PR #773, opened 2019-11-19
[2412] Add further education workflow to NextCourseCreationStepService

faissalMT:
### Context
We need to implement the further education workflow to make course creation useful for a wider range of users.

Refactor NextCourseCreationStepService to make workflows easier to read and adds the further education workflow.

### Guidance to review
Requires: https://github.com/DFE-Digital/manage-courses-backend/pull/1021

### Checklist

- [x] Attach to Trello card
- [x] Rebased master
- [X] Cleaned commit history

### DIFF
--- a/app/services/next_course_creation_step_service.rb
+++ b/app/services/next_course_creation_step_service.rb
@@ -1,48 +1,65 @@
 class NextCourseCreationStepService
-  def execute(current_step:, current_provider:)
-    case current_step
-    when :level
-      :subjects
-    when :subjects
-      :age_range
-    when :age_range
-      :outcome
-    when :outcome
-      handle_outcome(current_provider)
-    when :fee_or_salary
-      :full_or_part_time
-    when :apprenticeship
-      :full_or_part_time
-    when :full_or_part_time
-      :location
-    when :location
-      handle_location(current_provider)
-    when :accredited_body
-      :entry_requirements
-    when :entry_requirements
-      :applications_open
-    when :applications_open
-      :start_date
-    when :start_date
-      :confirmation
+  def execute(current_step:, course:)
+    workflow_steps = get_workflow_steps(course)
+    get_next_step(workflow_steps, current_step)
+  end
+
+  def get_next_step(steps, current_step)
+    steps[steps.find_index(current_step).next]
+  end
+
+  def get_workflow_steps(course)
+    if course.is_further_education?
+      further_education_steps
+    elsif course.is_uni_or_scitt?
+      uni_or_scitt_workflow_steps
+    elsif course.is_school_direct?
+      school_direct_workflow_steps
     end
   end
 
-private
-
-  def handle_outcome(provider)
-    if provider.accredited_body?
-      :apprenticeship
-    else
-      :fee_or_salary
-    end
+  def school_direct_workflow_steps
+    %i[
+      level
+      subjects
+      age_range
+      outcome
+      fee_or_salary
+      full_or_part_time
+      location
+      accredited_body
+      entry_requirements
+      applications_open
+      start_date
+      confirmation
+    ]
   end
 
-  def handle_location(provider)
-    if provider.accredited_body?
-      :entry_requirements
-    else
-      :accredited_body
-    end
+  def uni_or_scitt_workflow_steps
+    %i[
+      level
+      subjects
+      age_range
+      outcome
+      apprenticeship
+      full_or_part_time
+      location
+      entry_requirements
+      applications_open
+      start_date
+      confirmation
+    ]
+  end
+
+  def further_education_steps
+    %i[
+      level
+      outcome
+      full_or_part_time
+      location
+      applications_open
+      start_date
+      confirmation
+    ]
   end
 end
--- a/spec/features/courses/new_spec.rb
+++ b/spec/features/courses/new_spec.rb
@@ -44,7 +44,7 @@ feature "new course", type: :feature do
   let(:course) do
     model = build(:course,
                   :new,
-                  level: :primary,
+                  level: level,
                   provider: provider,
                   course_code: "A123",
                   content_status: "draft",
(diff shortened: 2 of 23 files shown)


faissalMT:
[[M] Create "create course flow" for Further Ed providers](https://trello.com/c/rDI191OY/2412-m-create-create-course-flow-for-further-ed-providers)

app/services/next_course_creation_step_service.rb
```diff
@@ -1,48 +1,64 @@
...
-      :entry_requirements
-    when :entry_requirements
-      :applications_open
-    when :applications_open
-      :start_date
-    when :start_date
-      :confirmation
-    end
+  def execute(current_step:, current_provider:, level:)
+    get_next_step(get_workflow(current_provider, level), current_step)
```
misaka: I find this a little bit hard to read, and unfortunately I don't think pushing it into separate methods helps. How about:

```ruby
  def execute(current_step_name:, current_provider:, level:)
    steps = get_workflow(current_provider, level)
    current_step = steps.find_index(current_step_name)
    steps[current_step.next]
  end
```

You might even consider renaming `get_workflow` to `get_workflow_steps`.

app/services/next_course_creation_step_service.rb
```diff
@@ -1,48 +1,64 @@
...
-    when :accredited_body
-      :entry_requirements
-    when :entry_requirements
-      :applications_open
-    when :applications_open
-      :start_date
-    when :start_date
-      :confirmation
-    end
+  def execute(current_step:, current_provider:, level:)
```
misaka: How about passing `course` through instead of `level` and `provider`? I don't see why the caller should be concerned with what part of the course is needed to determine what the next step is, and we could even forseeably require some other part of the `course` one day, which would require another change to the interface here.

app/services/next_course_creation_step_service.rb
```diff
@@ -1,48 +1,64 @@
...
+        outcome
+        fee_or_salary
+        full_or_part_time
+        location
+        accredited_body
+        entry_requirements
+        applications_open
+        start_date
+        confirmation
+      ]
```
misaka: Not that I think we should jump on every one of CodeClimate's concerns, but these lists seem like they could very nicely be broken up into methods with `get_workflow` concerned with which one to return.

app/services/next_course_creation_step_service.rb
```diff
@@ -1,48 +1,64 @@
...
-    else
-      :accredited_body
-    end
+  def is_school_direct?(provider, level)
+    !(is_uni_or_scitt?(provider) || is_further_education?(level))
+  end
+
+  def is_uni_or_scitt?(provider)
+    provider.accredited_body?
+  end
```
misaka: Is this the right place for this logic? I'd be really keen to keep this in the model so we can hide this rather messy logic, including `is_school_direct` above.

spec/features/courses/new_spec.rb
```diff
@@ -163,84 +221,84 @@ def save_course
     confirmation_page.save.click
   end
 
-  def select_level(course_creation_params)
-    course_creation_params[:level] = "primary"
+  def select_level(course_creation_params, level_selection:, next_page:)
+    course_creation_params[:level] = level
```
misaka: I have to say, I'm a bit iffy about the use of a memoized value in a `let` here in the method. It works ... and this is the way the `it` blocks do it, but this is a function and it feels like this should be a parameter.

spec/services/next_course_creation_step_service_spec.rb
```diff
@@ -34,9 +36,31 @@
 
       include_examples "next step"
     end
+
+    context "Current step: Accredited body" do
+      let(:current_step) { :accredited_body }
+      let(:expected_next_step) { :entry_requirements }
+
+      include_examples "next step"
```
misaka: Shared examples can take examples. Can we use that here? That would add a bit of security around calling them.

```suggestion
      include_examples "next step", :accredited_body, :entry_requirements
```

app/services/next_course_creation_step_service.rb
faissalMT: I'd like to avoid giving a service much more information than it makes it harder to see what exactly it depends on.

app/services/next_course_creation_step_service.rb
faissalMT: This logic seems tied particularly to this next course creation functionality, I don't think we should move it out until there is demand for it. If there was a need to know this information elsewhere I'd prefer to have it in the backend rather than infering it from sparse properties.

app/services/next_course_creation_step_service.rb
faissalMT: How is it now? I still think pushing it into separate methods helps a bit so I kept that but got rid of the nesting and renamed `get_workflow`

app/services/next_course_creation_step_service.rb
misaka: As discussed IRL, I think that `course` is the right level to parameterise this service on, given that it has `Course` in the name and it's specifically about finding the next step for a course.

app/services/next_course_creation_step_service.rb
misaka: I'm worried about divergent implementations of these two methods. I think that given that these are hidden away in a service, if anyone has to implement `is_uni_or_scitt?` and `is_school_direct?` logic again, they won't think to look here, which is why I'd rather this be in the model.

defong: isn't this really that?

https://github.com/DFE-Digital/manage-courses-backend/blob/085b2fc4a789c1cf75bce898f6cba90f869d0581/app/models/provider.rb#L50-L56

defong:
need more test code coverage or laxative affects are required @faissalMT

• • • •

Each line in the entries above that includes the string "execute" should be extracted.

WRITTEN ANSWER ▸
-  def execute(current_step:, current_provider:)
+  def execute(current_step:, course:)
+  def execute(current_step:, current_provider:, level:)
  def execute(current_step_name:, current_provider:, level:)
+  def execute(current_step:, current_provider:, level:)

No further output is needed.